The HJB solver provides a powerful framework for optimal control in insurance and risk management. Its ability to handle complex dynamics, multiple state variables, and risk-sensitive objectives makes it particularly valuable for:

- **Dynamic insurance optimization**: Adapting coverage to changing risk profiles
- **Capital allocation**: Balancing growth and risk in investment strategies
- **Operational decisions**: Optimizing production and inventory under uncertainty

While computational requirements grow with dimensionality, careful problem formulation and numerical techniques enable practical solutions for real-world problems. The global optimality guarantees and complete policy characterization often justify the computational investment compared to heuristic or local methods.
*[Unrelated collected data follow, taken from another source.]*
PR #3401, opened 2022-08-22
Change Feed Processor: Fixes LeaseLostException leaks on notification APIs

ealsur:
## Description

There were 3 conditions on which the Notification APIs were surfacing `LeaseLostException` to the user:

1. If the lease is not found (the document was deleted, which would indicate an invalid state): https://github.com/Azure/azure-cosmos-dotnet-v3/blob/master/Microsoft.Azure.Cosmos/src/ChangeFeedProcessor/LeaseManagement/DocumentServiceLeaseUpdaterCosmos.cs#L66-L70
2. If there are constant conflicts beyond the retry scope (basically getting 412, which would indicate a very high concurrency of workers) https://github.com/Azure/azure-cosmos-dotnet-v3/blob/master/Microsoft.Azure.Cosmos/src/ChangeFeedProcessor/LeaseManagement/DocumentServiceLeaseUpdaterCosmos.cs#L35
3. When a worker processed a batch and was about to checkpoint but the lease was stolen (https://github.com/Azure/azure-cosmos-dotnet-v3/blob/master/Microsoft.Azure.Cosmos/src/ChangeFeedProcessor/LeaseManagement/DocumentServiceLeaseManagerCosmos.cs#L92) which would indicate that a batch will probably be reprocessed by another instance. 

This PR makes it so the notification APIs are called but with the InnerException related to the CosmosException (a NotFound, or a Conflict, or a PreconditionFailed error) instead of the LeaseLostException.

This way we avoid leaking the internal type but we don't miss notifying the problem.

## Type of change

Please delete options that are not relevant.

- [x] Bug fix (non-breaking change which fixes an issue)

## Closing issues

Closes #3379

PR #4276, opened 2024-01-24
Change Feed Processor: Fixes LeaseLostException on Notifications API for Renewer

ealsur:
#3401 fixed all the scenarios where the LeaseLostException is generated based on a logical condition (not network request) to contain a CosmosException that is reportable to the Notifications API.

The PartitionSupervisor was modified in that same PR to only report the inner CosmosException to the Notifications API.

However, there was a missing case:

The PartitionController starts a PartitionSupervisor once acquiring a lease, which spans a PartitionProcessor and Renewer.

The Renewer can hit a LeaseLostException if the PartitionProcessor is not processing (idle partition) but being renewed, in that case, the LeaseLostException goes up, stops the PartitionSupervisor as expected, and gets bubbled up to the PartitionController, which releases the lease.

The problem was that the PartitionController calls the Notification APIs to report Errors without identifying that this can only be done for LeaseLostExceptions when they have a linked inner exception (CosmosException). This handling was previously added to other flows (lease acquiring, lease release) but not on the renewal.

## Symptoms

This was reported in Azure Functions, where the Functions Extension has a switch statement to log CosmosExceptions:

https://github.com/Azure/azure-webjobs-sdk-extensions/blob/cf0fc8022b230aa1e19325638881a56210474189/src/WebJobs.Extensions.CosmosDB/Trigger/CosmosDBTriggerHealthMonitor.cs#L23-L37

But it is receiving the OuterType as LeaseLostException:

image

## Verification

With this fix, the emitted Notifications/Logs, have the proper Severity Level (Information) and the proper Type (CosmosException):

image


FabianMeiswinkel (approved):
LGTM - Thanks

kirankumarkolli (approved):

Microsoft.Azure.Cosmos/src/ChangeFeedProcessor/FeedManagement/PartitionControllerCore.cs
```diff
@@ -161,6 +161,17 @@ private async Task ProcessPartitionAsync(DocumentServiceLease lease)
             {
                 DefaultTrace.TraceVerbose("Lease with token {0}: processing canceled", lease.CurrentLeaseToken);
             }
+            catch (LeaseLostException leaseLostException)
+            {
+                // LeaseLostException by itself is not loggable, unless it contains a related inner exception
```
philipthomas-MSFT, line 166: "LeaseLostException by itself is not loggable"

Can you clarify for my growth and understanding. What does that mean?

ealsur: LeaseLostException is a signal that CFP components use to signal each other. The PartitionController signals the PartitionSupervisor that the current lease was lost (acquired by another instance), the upper components catch and handle these signals.

In this case, we were logging the LeaseLostException publicly, which is an internal type, and that is incorrect.

philipthomas-MSFT (approved):

PR #4883, opened 2024-11-11
[Internal] JSON Binary Encoding: Adds support for writing unsigned 64-bit integer values

sboshra:
## Description

This PR adds support for serializing unsigned Int64 values in Binary encoding, ensuring that values exceeding the maximum signed Int64 limit are preserved without conversion to floating-point doubles. This enhancement enables full-fidelity roundtrips between Text and Binary encoding formats. For values outside the signed Int64 range, retrieval from either the JSON Reader or Navigator (across all encoding formats) will return them as floating-point doubles.

## Type of change

## Closing issues
None


adityasa:
Does this change contain any bugfixes (either by themselves or for previous commit)? Asking to see if it should be included in the release that's in progress.

sboshra:
It mainly adds support of reading/writing UInt64 values, which is soon to be needed once writing such values is enabled in the backend.

---
In reply to: [2468664283](https://github.com/Azure/azure-cosmos-dotnet-v3/pull/4883#issuecomment-2468664283) [](http://example.com/codeflow?ancestors=2468664283)

adityasa (approved):
:shipit:

PR #4884, opened 2024-11-11
[Internal] Binary Encoding: Fixes Performance Regression

kundadebdatta:
# Pull Request Template

## Description

## Type of change

## Closing issues

### DIFF
--- a/Microsoft.Azure.Cosmos/src/Serializer/CosmosBufferedStreamWrapper.cs
+++ b/Microsoft.Azure.Cosmos/src/Serializer/CosmosBufferedStreamWrapper.cs
@@ -138,7 +138,6 @@ namespace Microsoft.Azure.Cosmos.Serializer
                 this.Flush();
                 if (this.shouldDisposeInnerStream)
                 {
-                    Console.WriteLine($"Dispose inner stream called: {this.innerStream.GetType()}");
                     this.innerStream.Dispose();
                 }
                 else
--- a/Microsoft.Azure.Cosmos/src/Serializer/CosmosBufferedStreamWrapper.cs
+++ b/Microsoft.Azure.Cosmos/src/Serializer/CosmosBufferedStreamWrapper.cs
@@ -5,8 +5,10 @@
 namespace Microsoft.Azure.Cosmos.Serializer
 {
     using System;
+    using System.Diagnostics;
     using System.IO;
-    using System.Linq;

For further examples and applications, see the Jupyter notebooks in ``ergodic_insurance/notebooks/``, particularly:
- ``12_hjb_optimal_control.ipynb``: Complete examples with visualization
- ``11_pareto_analysis.ipynb``: Multi-objective optimization using HJB

References
==========

1. Fleming, W.H., & Soner, H.M. (2006). *Controlled Markov Processes and Viscosity Solutions*. Springer.

2. Kushner, H.J., & Dupuis, P. (2001). *Numerical Methods for Stochastic Control Problems in Continuous Time*. Springer.

3. Bertsekas, D.P. (2017). *Dynamic Programming and Optimal Control*. Athena Scientific.

4. Pham, H. (2009). *Continuous-time Stochastic Control and Optimization with Financial Applications*. Springer.

5. Touzi, N. (2012). *Optimal Stochastic Control, Stochastic Target Problems, and Backward SDE*. Springer.